Until then, the local nullstone repo is single-host — survives operator error and bad config edits, **not** disk failure. The Phase 1 daily tarball in `/opt/backups/` is the only redundancy until §6 lands.
---
## TODO — open items (links into BACKUP-STRATEGY.md §11)
- [x] Phase 1: fix `/opt/docker/backup.sh` orphan-line bug (F-backup-1). **Done 2026-05-07.**
- [ ] Phase 2: deploy `mc-backup-playerdata.timer` (Class A, 5-min). Scripts in repo; **blocked on operator running `apt install restic` + `restic-init.sh` with sudo**.
- [ ] Phase 3: deploy `mc-backup-world.timer` (Class B/C/D, hourly). Script not yet drafted; will mirror playerdata script.
- [ ] Phase 4: provision `mc-backup` user on onyx + `restic copy` job.
- [ ] Phase 5: schedule monthly drill calendar entry, run first drill.
- [ ] Phase 6: ntfy / Matrix alert wiring (depends on ntfy deployment).
- [ ] Phase 7: friend RTX 4080 PC as secondary off-host.

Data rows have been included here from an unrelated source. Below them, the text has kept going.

PR #424, opened 2021-01-21
Clean up some render issues with long vars/values in the var_view

mvanderkamp:
This PR just deals with some pretty minor things in the way the var_view renders variables with long names and/or values.

If you have a really long variable/value combo in the var view and you don't wrap, the value is printed on a subsequent line, e.g.
```
| | .my_long_named_attribute
| |   [0, 1, 2, 3, 4, 5]
```
If you were to wrap the same variable it might be rendered as:
```
| | .my_long_named_attribute: [0, 1,
  | | 2, 3, 4, 5]
```
---
This PR normalizes the two by making the non-wrapped one look like this: (note the ":" on the first line)
```
| | .my_long_named_attribute:
| |   [0, 1, 2, 3, 4, 5]
```
And the wrapped one look like this: (note the spaces on the second line now come after the prefix)
```
| | .my_long_named_attribute: [0, 1,
| |   2, 3, 4, 5]
```
There's also a tweak to make sure that when not wrapping, we'll only use two lines for a variable if we actually don't have enough space to show it in one.

### DIFF
--- a/pudb/var_view.py
+++ b/pudb/var_view.py
@@ -145,9 +145,11 @@ class VariableWidget(urwid.FlowWidget):
     def selectable(self):
         return True
 
-    SIZE_LIMIT = 20
-
-    def _get_text(self, size):
+    def _get_wrapped_lines(self, size):
+        """
+        :return: list of string lines, including prefixes, wrapped to fit in
+        the available space,
+        """
         maxcol = size[0] - len(self.prefix)  # self.prefix is a padding
         var_label = self.var_label or ""
         value_str = self.value_str or ""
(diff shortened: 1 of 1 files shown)


pudb/var_view.py
```diff
@@ -145,9 +145,11 @@ def __str__(self):
     def selectable(self):
         return True
 
-    SIZE_LIMIT = 20
-
-    def _get_text(self, size):
+    def _get_wrapped_lines(self, size):
+        """
+        :return: list of string lines, including prefixes, wrapped to fit in
+        the available space,
```
inducer, line 151: Document `size`?

pudb/var_view.py
```diff
@@ -145,9 +145,11 @@ def __str__(self):
...
+        """
         maxcol = size[0] - len(self.prefix)  # self.prefix is a padding
```
inducer, line 153:
```suggestion
        maxcol = size[0] - len(self.prefix)  # self.prefix is padding
```

inducer (approved):
Thanks! Looks good to me except for these wrinkles.

mvanderkamp:
I did a bit of refactoring to unpack the `size` tuple earlier, which seems more clear to me, and added documentation.

inducer:
LGTM, thanks!

PR #425, opened 2021-01-21
Do not accidentally repeat similar variable names at top

mvanderkamp:
This fixes a bug where if you have a variable 'foo' and another variable 'foobar', and use the '@' command to repeat 'foo' at the top of the variable list, 'foobar' would also get repeated.


inducer:
LGTM. Thanks!

Issue #401, opened 2020-08-21
Yucky console error message when custom stringifier not found


endlisnis:
Sometimes, when I'm using pudb to step through code and inspect variables, I will get this message popping up:

```
Error when importing custom stringifier:
Traceback (most recent call last):
  File "/home/rolf/.local/lib/python3.8/site-packages/pudb/var_view.py", line 315, in get_stringifier
    execfile(expanduser(iinfo.display_type), custom_stringifier_dict)
  File "/home/rolf/.local/lib/python3.8/site-packages/pudb/py3compat.py", line 13, in execfile
    exec(compile(open(fname).read(), fname, 'exec'), globs, locs or globs)
FileNotFoundError: [Errno 2] No such file or directory: ''
Hit enter:
```

I'm not using a customer stringifier that I'm aware of, and hitting enter just gets me into a loop of this error printing out.

I'm using python3.8 on Linux Mint, pudb version "2019.2".

inducer:
Closed by #429.

inducer:
(Thanks @mvanderkamp!)

endlisnis:
Great.  When will this get pushed out to pip?  I'd like to give it a try.

Issue #384, opened 2020-04-29
pudb_stringifier(obj) not called for int()


jlescher:
I would like to be able to display ints as hexadecimal.
However it seems that pudb_stringifier(obj) is not called for int values.

Is there any reason why ?

asmeurer:
I guess the original idea is that the stringifier is only needed for unsafe types. But it would probably be better to implement a default stringifier and have the custom one override it (the default one can be part of the API so that custom ones can fall back to it).

inducer:
> But it would probably be better to implement a default stringifier and have the custom one override it (the default one can be part of the API so that custom ones can fall back to it).

I like this idea.

mvanderkamp:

- [ ] Verify `usercache.json` on this host: confirm UUID lookup workflow above resolves to the right `.dat`.
- [ ] Decide: `mcrcon` package vs lightweight Python `mcrcon` lib.
- [ ] Document compensation policy for unrecoverable losses (operator discretion right now).
- [ ] Drop dead `matrix-postgres` + `mongodb` + `synapse-*` blocks from `/opt/docker/backup.sh` once retirement is complete (currently they no-op-skip — minor noise in log only).